▶ **What to work on**: Every line below should be copied out exactly.

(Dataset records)
————————

PR #3962, opened 2022-11-23
Pin `flake8<6.0.0` in our linting workflow

### LINKED ISSUE #3961: `flake8: error: unrecognized arguments: --diff` during linting CI test
Our linting check has started failing on recent PRs. ([Example run](https://github.com/spinalcordtoolbox/spinalcordtoolbox/actions/runs/3535457184/jobs/5933500966)) 

The error given is:

```bash
##[debug]Evaluating condition for step: 'Lint with flake8'
##[debug]Evaluating: success()
##[debug]Evaluating success:
##[debug]=> true
##[debug]Result: true
##[debug]Starting: Lint with flake8
##[debug]Loading inputs
##[debug]Loading env
Run git diff origin/master... | flake8 --diff
##[debug]/usr/bin/bash -e /home/runner/work/_temp/4a22afc9-d7d5-45e4-90ec-ba759be1d28b.sh
usage: flake8 [options] file file ...
flake8: error: unrecognized arguments: --diff
Error: Process completed with exit code 2.
##[debug]Finishing: Lint with flake8
```

Looking at the installed version of `flake8` before/after failing runs shows that automatic upgrade to `flake8=6.0.0` was the cause here. I'll see if I can find an upstream issue to link this to.

I presume we can pin to `flake8<6.0.0`, but I'm curious if `flake8` provides an alternative option to `--diff`... :thinking:

joshuacwnewton:
## Description

v6.0.0 of `flake8` breaks our CI linting workflow by removing the `--diff` option. There is no officially-endorsed alternative for linting diffs. So, for now, preserve the old behavior until we work out a better solution. (--> https://github.com/spinalcordtoolbox/spinalcordtoolbox/issues/3961#issuecomment-1325669386?)

## Linked issues

Fixes #3961.

### DIFF
--- a/.github/workflows/lint_code.yml
+++ b/.github/workflows/lint_code.yml
@@ -14,7 +14,7 @@ jobs:
       with:
         python-version: 3.8
     - name: Install dependencies
-      run: pip install flake8
+      run: pip install flake8<6.0.0
     # Note: flake8 picks up project-wide configuration options from 'setup.cfg' in SCT's root directory
     - name: Lint with flake8
       # NB: 'master...branch' is syntactic sugar for 'git diff `git merge-base master branch`..branch'
--- a/.github/workflows/lint_code.yml
+++ b/.github/workflows/lint_code.yml
@@ -14,7 +14,7 @@ jobs:
       with:
         python-version: 3.8
     - name: Install dependencies
-      run: pip install flake8<6.0.0
+      run: pip install 'flake8<6.0.0'
     # Note: flake8 picks up project-wide configuration options from 'setup.cfg' in SCT's root directory
     - name: Lint with flake8
       # NB: 'master...branch' is syntactic sugar for 'git diff `git merge-base master branch`..branch'


.github/workflows/lint_code.yml
```diff
@@ -14,7 +14,7 @@ jobs:
       with:
         python-version: 3.8
     - name: Install dependencies
-      run: pip install flake8
+      run: pip install flake8<6.0.0
```
mguaypaq, line 17: I think the `<` character is being interpreted by the shell as a redirection, does this escape work?
```suggestion
      run: pip install 'flake8<6.0.0'
```

mguaypaq (approved):
Merging this would unblock us for the release, so let's go for it.

mguaypaq:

————————

▶ **Exercise output**:
PR #3962, opened 2022-11-23
Pin `flake8<6.0.0` in our linting workflow

### LINKED ISSUE #3961: `flake8: error: unrecognized arguments: --diff` during linting CI test
Our linting check has started failing on recent PRs. ([Example run](https://github.com/spinalcordtoolbox/spinalcordtoolbox/actions/runs/3535457184/jobs/5933500966)) 

The error given is:

```bash
##[debug]Evaluating condition for step: 'Lint with flake8'
##[debug]Evaluating: success()
##[debug]Evaluating success:
##[debug]=> true
##[debug]Result: true
##[debug]Starting: Lint with flake8
##[debug]Loading inputs
##[debug]Loading env
Run git diff origin/master... | flake8 --diff
##[debug]/usr/bin/bash -e /home/runner/work/_temp/4a22afc9-d7d5-45e4-90ec-ba759be1d28b.sh
usage: flake8 [options] file file ...
flake8: error: unrecognized arguments: --diff
Error: Process completed with exit code 2.
##[debug]Finishing: Lint with flake8
```

Looking at the installed version of `flake8` before/after failing runs shows that automatic upgrade to `flake8=6.0.0` was the cause here. I'll see if I can find an upstream issue to link this to.

I presume we can pin to `flake8<6.0.0`, but I'm curious if `flake8` provides an alternative option to `--diff`... :thinking:

joshuacwnewton:
## Description

v6.0.0 of `flake8` breaks our CI linting workflow by removing the `--diff` option. There is no officially-endorsed alternative for linting diffs. So, for now, preserve the old behavior until we work out a better solution. (--> https://github.com/spinalcordtoolbox/spinalcordtoolbox/issues/3961#issuecomment-1325669386?)

## Linked issues

Fixes #3961.

### DIFF
--- a/.github/workflows/lint_code.yml
+++ b/.github/workflows/lint_code.yml
@@ -14,7 +14,7 @@ jobs:
       with:
         python-version: 3.8
     - name: Install dependencies
-      run: pip install flake8
+      run: pip install flake8<6.0.0
     # Note: flake8 picks up project-wide configuration options from 'setup.cfg' in SCT's root directory
     - name: Lint with flake8
       # NB: 'master...branch' is syntactic sugar for 'git diff `git merge-base master branch`..branch'
--- a/.github/workflows/lint_code.yml
+++ b/.github/workflows/lint_code.yml
@@ -14,7 +14,7 @@ jobs:
       with:
         python-version: 3.8
     - name: Install dependencies
-      run: pip install flake8<6.0.0
+      run: pip install 'flake8<6.0.0'
     # Note: flake8 picks up project-wide configuration options from 'setup.cfg' in SCT's root directory
     - name: Lint with flake8
       # NB: 'master...branch' is syntactic sugar for 'git diff `git merge-base master branch`..branch'


.github/workflows/lint_code.yml
```diff
@@ -14,7 +14,7 @@ jobs:
       with:
         python-version: 3.8
     - name: Install dependencies
-      run: pip install flake8
+      run: pip install flake8<6.0.0
```
mguaypaq, line 17: I think the `<` character is being interpreted by the shell as a redirection, does this escape work?
```suggestion
      run: pip install 'flake8<6.0.0'
```

mguaypaq (approved):
Merging this would unblock us for the release, so let's go for it.

mguaypaq:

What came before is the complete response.